The process of claim 1 wherein the relative amounts of alkali metal silicate, alkali metal hydroxide and water incorporated into the composition are effective for producing a reaction product having about 20 to 50 parts water per 100 parts of a combination of the alkali metal silicate, the alkali metal hydroxide and water in the cast solid composition and an M₂O:SiO₂ ratio of about 2.5 to 4.0.

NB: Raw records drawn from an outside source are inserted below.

PR #259, opened 2026-08-11
fix: harden the Telegram operator surface against oversized and unfetchable messages (#234)

### LINKED ISSUE #234: Telegram operator surface robustness: UTF-16 budget + fetch-failure misrepresentation (C13/C14/C45/C46)
The Telegram operator surface is the human decision point for held mail; these defects can silently take a held message off that surface or misrepresent it as empty.

### C13 — MEDIUM — A notification can exceed the 4096 UTF-16-unit cap and fail permanently, keeping a held message off the approval surface forever
`internal/telegram/telegram.go:430, 439-464`. (a) `maxNotificationRunes=3900` budgets in runes but Telegram counts UTF-16 units — emoji-heavy bodies yield ~7800 units after "truncation"; (b) the header (agent-controlled from/to/subject) and attachments line are unbounded. `SendMessage` fails every poll tick; operator never notified (fails closed, but the gate goes dark, and an agent can trigger it deliberately).
**Fix:** budget in UTF-16 units (`len(utf16.Encode([]rune(s)))`), hard-cap header + attachments lines (overflow to the `.txt`), add emoji/many-attachments tests.

### C45 — LOW — The new hold-alert budget is still in runes (same C13 failure mode on the holds surface)
`internal/telegram/holds.go:60-80`. An emoji-heavy body (astral-plane chars = 2 UTF-16 units each) can push the message to ~2× the computed size and past 4096, making `SendMessage` fail permanently for that hold.
**Fix:** same as C13 — budget with `len(utf16.Encode([]rune(s)))`.

### C14 — MEDIUM — On `admin.Show` failure the Telegram card renders "(no text body)" / "attachments: none", misrepresenting an unreviewable message as empty
`internal/telegram/telegram.go:244-267`. Violates ADR 0025's "truncation is never silent" in spirit: a blob-load error produces a card the operator can approve believing they saw everything, including a false "no attachments" on the line the code itself calls the exfil vector.
**Fix:** on Show failure render an explicit "body/attachments could NOT be fetched — review via `darbaan queue show <id>` before deciding", or skip and retry next tick.

### C46 — LOW — When `HeldContent` fails, the hold alert silently degrades to metadata-only
`internal/telegram/holds.go:39-46`. The operator cannot distinguish "no body yet" from "body exists but could not be fetched" — the C14 pattern on the Expose/Drop surface.
**Fix:** render an explicit "body could not be fetched — review via `darbaan holds show` before deciding" on error.

forge-rubigd:
Closes #234. The Telegram approval surface is the human decision point for held mail; these defects could silently take a held message off it (a permanently-failing send) or misrepresent it as empty (a fetch failure rendered as "no body / no attachments"). All four are in `internal/telegram`; C46's remediation also adds one thin CLI command.

## C13 / C45 — budget in UTF-16 units, not runes
Telegram measures a message against its 4096 cap in **UTF-16 code units**. The notification (`formatNotification`) and the hold body (`fencedBody`) budgeted in runes, so an emoji-heavy body — astral-plane characters are two UTF-16 units each — could encode to ~2× its rune length and still exceed the cap after "truncation", failing every `SendMessage` and keeping the held message off the surface. Fixed with `utf16Len` / `truncateUTF16` (rune-boundary-safe) on both surfaces.

Also **hard-cap the agent-controlled pieces that were unbounded**, so a pathological input can't blow the cap on its own regardless of the body budget: the outbound header fields + attachment line, and the hold's assessment line. The attachment files are still uploaded — only the descriptive line is bounded, with a marker keeping the exfil-vector count visible.

## C14 / C46 — a fetch failure is not an empty message
On `admin.Show` / `HeldContent` failure the card rendered `(no text body)` / `attachments: none` — indistinguishable from a genuinely empty message, so the operator could approve believing they saw everything (incl. a false "no attachments" on the exfil-vector line). Now rendered explicitly, and **conditioned on _how_ a retry fails, not that it does**:

> the CLI retry path is strictly longer than the failed call (it must find the socket and reach a running daemon), so a connection failure can leave the body perfectly intact. A failed read proves "could not read it", never "it is not there".

So the text never talks the operator into deciding blind — which matters most for injection-assessment holds, where the body **is** the decision. It distinguishes: retry shows it → transient; retry can't **read/find** it → unavailable, decide from metadata knowing you have not seen it; retry can't **connect** → the tool, not the message, reconnect and look again. (The genuinely-empty and fetch-failed states are kept distinct, not collapsed.)

## New: `darbaan holds show <id>`
The C46 guidance is only actionable if the command it names exists — `darbaan holds` had only `ls`/`expose`/`drop`. Added the inbound mirror of `queue show`: a thin wrapper over the existing `HeldContent` endpoint. Its outcomes stay distinct (empty → nothing; server error → unreadable; connection error → the "is `darbaan serve` running?" hint), and a client test pins that **unreachable vs unreadable are actually distinguishable in the errors**, since the guidance depends on the operator telling them apart.

### Cross-package touch
- `cmd/darbaan/main.go` — the `holds show` command (routed + approved as in-scope: mechanical, thin wrapper, no ADR/decision).
- `internal/admin/http_test.go` — the connect-vs-read error-distinction test.

## Tests (failing-before / passing-after)
- Emoji-heavy body stays within the UTF-16 cap (fails before under the rune budget); pathological attachment set stays bounded.
- Fetch-failed card states so, points at `queue show`, distinguishes cannot-connect, and is **not** rendered as an empty message; distinct from a genuinely-empty card. Same shape for holds (`holds show`).
- Admin client's connect error carries the "serve running" hint; a reached-but-rejected request does not.

## Release note
No `#242` note needed: the fetch-failure warnings are explicit-by-design (read as warnings, not faults) and the UTF-16 fix is invisible — nothing an operator would misread as a fault.

## Gates
`gofmt -l` clean · `go vet ./...` clean · `golangci-lint` v2.11.4 0 issues · full suite green, `-race` on internal/telegram + internal/admin.

### DIFF
--- a/cmd/darbaan/main.go
+++ b/cmd/darbaan/main.go
@@ -1588,8 +1588,45 @@ func printOutcome(out admin.Outcome) error {
 // mirror of `queue`.
 type HoldsCmd struct {
 	Ls     HoldsLsCmd     `cmd:"" help:"List inbound messages held for a decision."`
+	Show   HoldsShowCmd   `cmd:"" help:"Dump a held inbound message's stored raw body."`
 	Expose HoldsExposeCmd `cmd:"" help:"Expose a held message to the agent (approve)."`
 	Drop   HoldsDropCmd   `cmd:"" help:"Keep a held message hidden from the agent (reject)."`
+}
+
+// HoldsShowCmd dumps a held inbound message's stored raw body — the inbound mirror
+// of `queue show`, and the retry the Telegram hold alert points an operator at when
+// the body could not be fetched (C46). Its outcomes stay distinct so the operator's
+// decision is honest: an empty body prints nothing (a transient glitch, or there is
+// genuinely no stored body); a server error means the body could not be read — decide
+// from metadata knowing you have not seen it; a connection error carries the "is
+// `darbaan serve` running?" hint (the tool, not the message — reconnect and look
+// again). A failed read never implies the body is absent.
+type HoldsShowCmd struct {
+	ID string `arg:"" help:"Message id."`
+}
+
+func (c *HoldsShowCmd) Run(cli *CLI) error {
+	client, err := cli.adminClient()
+	if err != nil {
+		return err
+	}
+	raw, err := client.HeldContent(context.Background(), c.ID)
+	if err != nil {
+		return err
+	}
+	if len(raw) == 0 {
+		// HeldContent serves an empty 200 (not an error) for two distinct states the
+		// transport conflates: the id is no longer held (decided, gone, or unknown), or
+		// it is held with no stored body. Writing zero bytes and exiting 0 would read as
+		// "the message is empty" — the exact misrepresentation this surface exists to
+		// prevent, on the class of message where the body is the decision. Fail loudly,
+		// naming both states, so the absence is never taken as the message's content.
+		// (queue show needs no such guard: its store Get errors on an unknown id; only
+		// this inbound path is silent.)
+		return fmt.Errorf("no body returned for %s: it is either no longer held (decided, gone, or an unknown id) or held with no stored body — nothing is shown; do not treat this as an empty message", c.ID)
+	}
+	_, err = os.Stdout.Write(raw)
+	return err
 }
 
 type HoldsLsCmd struct{}
--- a/cmd/darbaan/main.go
+++ b/cmd/darbaan/main.go
@@ -1501,7 +1501,15 @@ func sanitizeField(s string) string {
 	}, s)
 }
 
-// QueueShowCmd dumps a held message's raw RFC 822.
+// QueueShowCmd dumps a held outbound message's raw RFC 822 — and, like `holds show`,
+// the retry the fetch-failure notification points an operator at. Its outcomes are
+// enumerated so none prints nothing on success: the body (written), an unknown id (the
+// store Get errors), any other failure (propagated — the tool), and a present message
+// with an empty stored body. That last one is reachable — nothing on the outbound
+// write path requires a non-empty body, so an empty submission is trapped and stored
+// empty. Unlike the inbound hold there is no not-yet-fetched state here (the body is
+// materialized at enqueue), so empty means genuinely empty, and it is stated
+// explicitly rather than printed as zero bytes the retry would read as a silent glitch.
 type QueueShowCmd struct {
 	ID string `arg:"" help:"Message id."`
 }
@@ -1514,6 +1522,9 @@ func (c *QueueShowCmd) Run(cli *CLI) error {
 	raw, err := client.Show(context.Background(), c.ID)
 	if err != nil {
 		return err
+	}
+	if len(raw) == 0 {
+		return fmt.Errorf("message %s has no stored body — it is a genuinely empty message (an empty submission); that is its full content, not a fetch failure", c.ID)
 	}
 	_, err = os.Stdout.Write(raw)
 	return err
@@ -1595,12 +1606,16 @@ type HoldsCmd struct {
 
 // HoldsShowCmd dumps a held inbound message's stored raw body — the inbound mirror
 // of `queue show`, and the retry the Telegram hold alert points an operator at when
-// the body could not be fetched (C46). Its outcomes stay distinct so the operator's
-// decision is honest: an empty body prints nothing (a transient glitch, or there is
-// genuinely no stored body); a server error means the body could not be read — decide
-// from metadata knowing you have not seen it; a connection error carries the "is
-// `darbaan serve` running?" hint (the tool, not the message — reconnect and look
-// again). A failed read never implies the body is absent.
+// the body could not be fetched (C46). Its three outcomes stay distinct so the
+// operator's decision is honest, because they call for opposite actions: not-held
+// (ErrNotHeld — decided, gone, or an unknown id) means the decision is already made,
+// so take no action; a held message with no stored body means the body is genuinely
+// unavailable, so decide from the metadata knowing you have not seen it; any other
+// error is the tool (could not connect, permission denied, a server fault) — fix it
+// and look again, never approve unseen. A failed read never implies the body is
+// absent. (The outbound `queue show` sibling enumerates its own parallel outcomes,
+// including a present-but-empty body — empty means something different there, a
+// genuinely empty submission rather than a body not yet fetched.)
 type HoldsShowCmd struct {
 	ID string `arg:"" help:"Message id."`
 }
@@ -1611,19 +1626,18 @@ func (c *HoldsShowCmd) Run(cli *CLI) error {
 		return err
 	}
 	raw, err := client.HeldContent(context.Background(), c.ID)
+	if errors.Is(err, admin.ErrNotHeld) {
+		return fmt.Errorf("message %s is no longer held (decided, gone, or an unknown id) — the decision is already made; take no action here", c.ID)
+	}
 	if err != nil {
-		return err
+		return err // the tool, not the message: could not connect / read / a server fault — surfaced verbatim
 	}
 	if len(raw) == 0 {
-		// HeldContent serves an empty 200 (not an error) for two distinct states the
-		// transport conflates: the id is no longer held (decided, gone, or unknown), or
-		// it is held with no stored body. Writing zero bytes and exiting 0 would read as
-		// "the message is empty" — the exact misrepresentation this surface exists to
-		// prevent, on the class of message where the body is the decision. Fail loudly,
-		// naming both states, so the absence is never taken as the message's content.
-		// (queue show needs no such guard: its store Get errors on an unknown id; only
-		// this inbound path is silent.)
-		return fmt.Errorf("no body returned for %s: it is either no longer held (decided, gone, or an unknown id) or held with no stored body — nothing is shown; do not treat this as an empty message", c.ID)
+		// Held, but with no stored body yet. Writing zero bytes and exiting 0 would read
+		// as "the message is empty" — the exact misrepresentation this surface exists to
+		// prevent, on the class of message where the body is the decision. Fail loudly so
+		// the absence is never taken as the message's content.
+		return fmt.Errorf("message %s is held with no stored body — nothing is shown; decide from the metadata knowing you have not seen the body, do not treat this as an empty message", c.ID)
 	}
 	_, err = os.Stdout.Write(raw)
 	return err
--- a/internal/admin/client.go
+++ b/internal/admin/client.go
@@ -81,7 +81,13 @@ func (c *Client) Show(ctx context.Context, id string) ([]byte, error) {
 	if resp.StatusCode != http.StatusOK {
 		return nil, errorFrom(resp)
 	}
-	return io.ReadAll(resp.Body)
+	b, err := io.ReadAll(resp.Body)
+	if err != nil {
+		// A truncated read is a transport/read fault, not an empty message; classify
+		// it so the caller never mistakes a short read for "the body is empty".
+		return nil, fmt.Errorf("admin: read %s: %w", id, err)
+	}
+	return b, nil
 }
 
 // Approve approves a held message.
@@ -143,18 +149,45 @@ func (c *Client) HeldList(ctx context.Context) ([]inbound.Message, error) {
 }
 
 // HeldContent returns a held message's stored raw body for the operator hold
-// surface (ADR 0032 change A). An empty body (not-held / not-yet-fetched) comes
-// back as empty bytes, not an error.
+// surface (ADR 0032 change A). Its three outcomes are kept distinct so the caller
+// never conflates opposite-action states: an id that is not currently held returns
+// ErrNotHeld (errors.Is-able — the server signals it as a 404); a held message
+// whose body has not been fetched yet returns empty bytes and no error; a transport
+// or read fault returns a classified error (never a silent empty body).
 func (c *Client) HeldContent(ctx context.Context, id string) ([]byte, error) {
 	resp, err := c.request(ctx, http.MethodGet, "/holds/"+id+"/content", nil)
 	if err != nil {
 		return nil, err
 	}
 	defer func() { _ = resp.Body.Close() }()
+	if resp.StatusCode == http.StatusNotFound {
+		// Map a 404 to the typed sentinel ONLY on positive evidence that THIS service
+		// produced it — the codeNotHeld marker in the body. A bare 404 from a route-less
+		// daemon (version skew) or a mis-pointed peer carries no such code; it falls
+		// through to the generic error the guidance routes to the tool branch, rather
+		// than silently reporting every id as already-decided. The default mux 404 body
+		// does not decode to a non-empty error field, so it lands here correctly.
+		var e struct {
+			Error string `json:"error"`
+			Code  string `json:"code"`
+		}
+		_ = json.NewDecoder(resp.Body).Decode(&e)
+		if e.Code == codeNotHeld {
+			return nil, ErrNotHeld
+		}
+		if e.Error == "" {
+			e.Error = resp.Status
+		}
+		return nil, fmt.Errorf("admin: %s", e.Error)
+	}
 	if resp.StatusCode != http.StatusOK {
 		return nil, errorFrom(resp)
 	}
-	return io.ReadAll(resp.Body)
+	b, err := io.ReadAll(resp.Body)
+	if err != nil {
+		return nil, fmt.Errorf("admin: read %s: %w", id, err)
+	}
+	return b, nil
 }
 
 // Expose approves a held message for the agent to see (ADR 0021).
--- a/internal/admin/http_test.go
+++ b/internal/admin/http_test.go
@@ -158,3 +158,25 @@ func TestHoldsRoundtrip(t *testing.T) {
 	_, err = c.Expose(ctx, "999") // unknown id -> error
 	assert.Error(t, err)
 }
+
+// TestHeldContentErrorsDistinguishUnreachableFromUnreadable pins the premise the
+// Telegram fetch-failure guidance (C14/C46) rests on: the operator is told to tell
+// "could not reach darbaan" (the tool — reconnect and look again) apart from "could
+// not read the message" (the body is unavailable — decide from metadata). That only
+// works if the two failure classes are distinguishable in the client's errors.
+func TestHeldContentErrorsDistinguishUnreachableFromUnreadable(t *testing.T) {
+	// Unreachable: nothing is listening, so the transport fails and the error names
+	// the connection.
+	_, err := admin.NewClient("127.0.0.1:1", "t").HeldContent(context.Background(), "x")
+	require.Error(t, err)
+	assert.Contains(t, err.Error(), "darbaan serve", "an unreachable daemon points at the connection")
+
+	// Reachable but the request is rejected (wrong token): a server error, not a
+	// transport one, so it must NOT carry the connect hint — else the operator can't
+	// tell the tool failing from the message being unreadable.
+	svc, _, _ := newSvc(t)
+	addr := startServer(t, svc, "right-token")
+	_, err = admin.NewClient(addr, "wrong-token").HeldContent(context.Background(), "x")
+	require.Error(t, err)
+	assert.NotContains(t, err.Error(), "darbaan serve", "a reached-but-rejected request is not a connection failure")
+}
--- a/internal/admin/http_test.go
+++ b/internal/admin/http_test.go
@@ -3,7 +3,10 @@ package admin_test
 import (
 	"context"
 	"net"
+	"net/http"
+	"net/http/httptest"
 	"path/filepath"
+	"strings"
 	"testing"
 
 	"github.com/stretchr/testify/assert"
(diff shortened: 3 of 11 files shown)


yaad-rubigd (changes requested):
Blocking on one finding, in the new command rather than the message text. The wording itself is right and the UTF-16 work checks out.

## Blocking: the guidance enumerates two outcomes, the tool has a third

Both operator messages tell the reader to retry, then branch on how the retry fails: cannot read or find the message means the body is unavailable, cannot connect means fix the tool. That is the correct shape.

But `holds show` has a third outcome, and it is the likely one. `HeldContent` returns no content and **no error** for an id that is not currently held, the HTTP layer deliberately serves an empty 200 for that case, and the new command writes those zero bytes and exits successfully. So the operator runs it and gets **silence with a success exit** — neither branch of the instructions. Silence is not "it reports it cannot read or find the message", so a reader following the text exactly has no rule to apply.

Worse, that silence covers two different states the code itself treats as distinct: the message is no longer held (decided, gone, unknown), and the message is held but its body was never retrieved — the pending non-assessment hold the service comment calls out explicitly. Both print nothing. That is an empty value standing in for two conditions, decided by the operator on the one class of message where seeing the body is the decision.

It is reachable from the exact scenario the message exists for: the notification fires because the fetch failed, the operator retries a minute later, and in between the hold was decided or was one that never had a stored body.

Suggested fix, in the command rather than the transport, so the empty-200 contract stays intact for other callers:

```go
raw, err := client.HeldContent(context.Background(), c.ID)
if err != nil {
    return err
}
if len(raw) == 0 {
    return fmt.Errorf("no stored body for %s: it is not currently held (decided, gone, or unknown id), or it is held with no body retrieved yet", c.ID)
}
```

That makes the "cannot read or find" branch of the guidance actually reachable, and names the two states instead of collapsing them. Worth a test asserting the empty case is an error and not a silent success, since that is the property the message text now depends on.

Note the asymmetry that hides this: `queue show` resolves through a store Get that errors on an unknown id, so C14's identical guidance is fine. Only the new inbound command has the silent path, which is why mirroring `queue show` structurally did not inherit its behaviour.

## Verified, not blocking

The two message strings say what they should, and neither infers absence from a failed read.

The connect-versus-read distinction the guidance depends on is genuinely visible: a transport failure is wrapped with the "is `darbaan serve` running?" hint, while a non-2xx carries the server's own message, and that is pinned by a test rather than left to intent.

`truncateUTF16` counts two units above the BMP and cuts at a rune boundary, so it cannot split a surrogate pair or emit invalid text, and it is the same unit Telegram counts in. Reserving the attachment line so the body truncates first is the right priority given that line is the exfil signal.

yaad-rubigd (approved):
Approving. Fix verified by running it, not by reading it.

**The guard.** The empty case now returns an error naming both states it could be, so an absent body can never be read as an empty message. The wording is right too: it says nothing is shown and tells the reader not to treat it as an empty message, rather than leaving that inference to them.

**Failing-before, observed.** I stripped the guard on a clean checkout and the new test goes red on "an empty body must be an error, not a silent success"; restored, it passes. So the property is defended rather than merely asserted, and the test drives the real command through an empty-200 server rather than a stand-in.

**Nothing else moved.** I compared blob hashes between the two heads with both sides guarded against an unresolved ref, and the message strings, the hold formatter and the admin test are byte-identical. So the wording and UTF-16 work already cleared stand unchanged, and only the command and its new test are new. Changed packages pass with the race detector.

**Reachability.** All three outcomes of the command are now distinct at the operator's terminal: an empty body errors with both states named, a server-side read failure surfaces the server's message, and a transport failure carries the "is `darbaan serve` running?" hint. That is what the notification text depends on, and it now holds end to end rather than in intent.

Worth keeping the comment that explains why `queue show` needs no equivalent guard. Structural parity between the two commands is exactly what made the missing behaviour easy to overlook, and the note stops the next reader from "simplifying" the asymmetry away.

internal/telegram/holds.go
```diff
@@ -71,20 +72,39 @@ func clampField(s string) string {
...
+	// rather than degrading silently to a metadata-only card the operator can't
+	// distinguish from "no body yet" — and on this surface the body is often the whole
+	// decision (a hold placed by injection assessment). Offer a retry, but condition
+	// the guidance on HOW it fails: the CLI path is strictly longer than this call, so
+	// a connection failure can leave the body intact. A failed read only proves "could
+	// not read it", never "it is not there" — so never talk the operator into deciding
+	// blind.
+	if fetchFailed {
+		b.WriteString("\n\n(!) body could NOT be fetched. Retry with `darbaan holds show " + m.ID +
+			"` — it may have been transient. If it reports it cannot read or find the message, the body is unavailable: decide from the metadata above knowing you have not seen it. " +
```
sora-rubigd: **Blocking. The two branches do not cover the outcome space, and the uncovered outcomes land on the branch that says decide without the body.**

The text splits on "cannot read or find the message" versus "cannot connect". Only the second is identifiable from the error: the connection hint is attached at exactly one place, the transport failure in the client's request helper. Everything else the retry returns arrives with nothing distinguishing it, so an operator applying this text as written falls through to the first branch, because the only test it offers them is whether the connection is mentioned.

Reachable cases that land there and should not:

- **A rejected credential.** An unrecognized token is a 401 and a recognized token missing the required scope is a 403, both rendered as a plain server error with no connection hint. The route map separates the read scope from the decide scope on this very surface, so a credential that can decide but not read is a *designed* configuration — and under it the retry always fails while the operator retains the ability to expose or drop. The text then converts a deliberate read restriction into an instruction to approve without seeing the content, which inverts the reason the scopes were separated. The amplified form is worth stating: if the bot's own credential lacks the read scope, every alert renders as a failed fetch and steers toward the same blind decision, with nothing hinting the cause is a credential.
- **A failure part-way through reading the response.** The response body read is returned unwrapped, so a truncated response surfaces as a bare transport error with no prefix at all — the tool, read by this text as the message being unavailable.
- **The newly-distinguished empty case**, which the fix in this round made visible and which this text does not yet account for. Its error names two states with opposite correct actions: held-with-no-stored-body genuinely means decide from metadata, but no-longer-held means the decision has already been made and the right action is to stop rather than to decide from metadata. By the reachability argument that motivated the guard — the alert fires on a failed fetch, the retry happens a minute later, the hold is decided in between — that second state is the likely one, and this text currently advises acting on a resolved hold.

The fix is a clause rather than a redesign, and it is the same inversion this text already applied once: make the unavailable branch require **positive** evidence instead of being the default. In shape — if it reports the message cannot be read, the body is unavailable, decide from the metadata above knowing you have not seen it; if it reports the id is no longer held, the decision has already been made, so take no action here; **for any other failure, including one naming the connection or a credential, treat it as the tool** and restore access before deciding. Then every residual class resolves toward looking again.

The outbound card carries the identical sentence and needs the same change.

internal/admin/http_test.go
```diff
@@ -158,3 +158,25 @@ func TestHoldsRoundtrip(t *testing.T) {
...
+	assert.Contains(t, err.Error(), "darbaan serve", "an unreachable daemon points at the connection")
+
+	// Reachable but the request is rejected (wrong token): a server error, not a
+	// transport one, so it must NOT carry the connect hint — else the operator can't
+	// tell the tool failing from the message being unreadable.
+	svc, _, _ := newSvc(t)
+	addr := startServer(t, svc, "right-token")
+	_, err = admin.NewClient(addr, "wrong-token").HeldContent(context.Background(), "x")
+	require.Error(t, err)
+	assert.NotContains(t, err.Error(), "darbaan serve", "a reached-but-rejected request is not a connection failure")
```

The process of claim 1 wherein the relative amounts of alkali metal silicate, alkali metal hydroxide and water incorporated into the composition are effective for producing a reaction production having about 20 to 40 parts water per 100 parts of a combination of the alkali metal silicate, the alkali metal hydroxide and water in the cast solid composition and an M₂O:SiO₂ ratio of about 2.5 to 4.0
The process of claim 1 wherein the relative amount of alkali metal silicate, alkali metal hydroxide and water incorporated into the composition are effective for producing a reaction product having about 20 to 45 parts water per 100 parts of a combination of the alkali metal silicate, the alkali metal hydroxide and water in the cast solid composition and an M₂O:SiO₂ ratio of about 2.5 to 3.5.
The process of claim 1 wherein the composition transforms from a liquid to a solid under ambient conditions.
The process of claim 1 wherein the maximum process temperature attained is at least 10°C less than the melting point or decomposition temperature of the reaction product.
The process of claim 1 wherein the melting point or decomposition temperature of the reaction product is greater than about 50°C.
The process of claim 1 wherein the melting point or decomposition temperature of the reaction product is greater than about 65°C.
The process of claim 1 further comprising the step of placing the reaction product in a packaging container prior to solidification.
The process of claim 1 wherein the additional wash chemical has a characteristic degree of deactivation which increases as the processing temperature increases.
A process for manufacturing an improved solid cast alkaline composition, said process comprising the steps of (i) blending an effective hardness sequestering amount of a threshold system comprising a combination of 2 to 6 parts polyacrylic acid or alkali metal salt thereof and 1 part of an organic phosphonate into an aqueous reaction mixture of an alkali metal hydroxide and an alkali metal silicate, and (ii) reacting the alkali metal silicate and alkali metal hydroxide in the reaction mixture to form a reaction product having a characteristic melt point or decomposition temperature above 50°C; wherein (a) the M₂O:SiO₂:H₂O ratio of the reaction product is effective for achieving solidification of the composition at less than the melt/decomposition temperature of the composition, (b) a maximum processing temperature is attained during formation of the reaction product, and (c) the melt point or decomposition temperature of the reaction product is greater than the maximum processing temperature.